Am I on the right track? Also, if I try to specify the dtype param in the torch.Tensor init, the program fails with a weird torch data type error. I am not sure if that's related.

stephanie-wang commented 4 weeks ago

Hi @sahilgupta2105, yes we don't have great docs for compiled graphs yet. Please work through the developer guide first and comment here if you still have questions.

sahilgupta2105 commented 4 weeks ago

Thanks, the developer guide is helpful. I was able to reproduce the issue.

import ray
import ray.dag
from ray.experimental.channel.torch_tensor_type import TorchTensorType
import torch

@ray.remote
class Actor:
  def process(self, tensor: torch.Tensor):
    return tensor.shape

actor = Actor.remote()

with ray.dag.InputNode() as inp:
  inp = inp.with_type_hint(TorchTensorType())
  dag = actor.process.bind(inp)

  dag = dag.experimental_compile()
  print(ray.get(dag.execute(torch.zeros(10, dtype=torch.float8_e4m3fn))))
sahilgupta2105 commented 4 weeks ago

Hmm actually seems like this could be supported by using torch.Tensor.view with a uint8 dtype:

In [99]: t
Out[99]:
tensor([ 1.8750, -0.6875, -1.1250, -1.3750,  1.3750, -1.1250,  0.4688, -0.4062,
         0.8750, -1.7500], dtype=torch.float8_e4m3fn)

In [104]: torch.as_tensor(t.view(torch.uint8).numpy()).view(torch.float8_e4m3fn)
Out[104]:
tensor([ 1.8750, -0.6875, -1.1250, -1.3750,  1.3750, -1.1250,  0.4688, -0.4062,
         0.8750, -1.7500], dtype=torch.float8_e4m3fn)

@stephanie-wang to be sure, you meant type-casting the torch tensor to the unsigned int type with the appropriate precision, right? E.g. float8 -> uint8, float16 -> uint16, ...

stephanie-wang commented 4 weeks ago

No, cast everything to uint8 (because it's a supported np dtype and the lowest possible precision) and then cast back on the receiving side.
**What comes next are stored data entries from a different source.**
PR #1376, opened 2024-05-01
Project/channel by branch

vir-linden:
Use branch name to determine viewer_channel in build.yaml


.github/workflows/build.yaml
```diff
@@ -176,16 +176,22 @@ jobs:
...
-          # viewer channel "Second Life Project Shiny" (ignoring "#hash",
-          # needed to disambiguate tags).
-          if [[ "$GITHUB_REF_TYPE" == "tag" && "${GITHUB_REF_NAME:0:12}" == "Second_Life_" ]]
-          then viewer_channel="${GITHUB_REF_NAME%#*}"
-               export viewer_channel="${viewer_channel//_/ }"
-          else export viewer_channel="Second Life Test"
+
+          # determine the viewer channel from the branch name
+          branch=$AUTOBUILD_VCS_BRANCH
+          echo "branch=$branch" >> "$GITHUB_OUTPUT"
```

sahilgupta2105 commented 4 weeks ago

Gotcha. For my understanding, wouldn't casting everything to uint8 cause a loss of information if the input tensor is of higher precision?

sahilgupta2105 commented 3 weeks ago

@stephanie-wang It seems like the casting operations only update the metadata, which ensures that information is not lost when floatXX is converted to uint8. However, to ensure data integrity, we need information about the dtype of the original array. Numpy arrays support custom metadata. Shall we use that to store the dtype on serialization for deserialization to ensure the correct format?

stephanie-wang commented 3 weeks ago

It would be better to not rely on a third-party API for passing the dtype. You can pass it through Ray instead. Check out how TorchTensorType is used.

sahilgupta2105 commented 3 weeks ago

I dug more into the code. Can you confirm my understanding before I send out a PR?

If you agree so far, do I need special handling for the "AUTO" dtype?

stephanie-wang commented 2 weeks ago

I don't think you need to touch TorchTensorType at all. Should be enough to just modify the existing custom serialization function.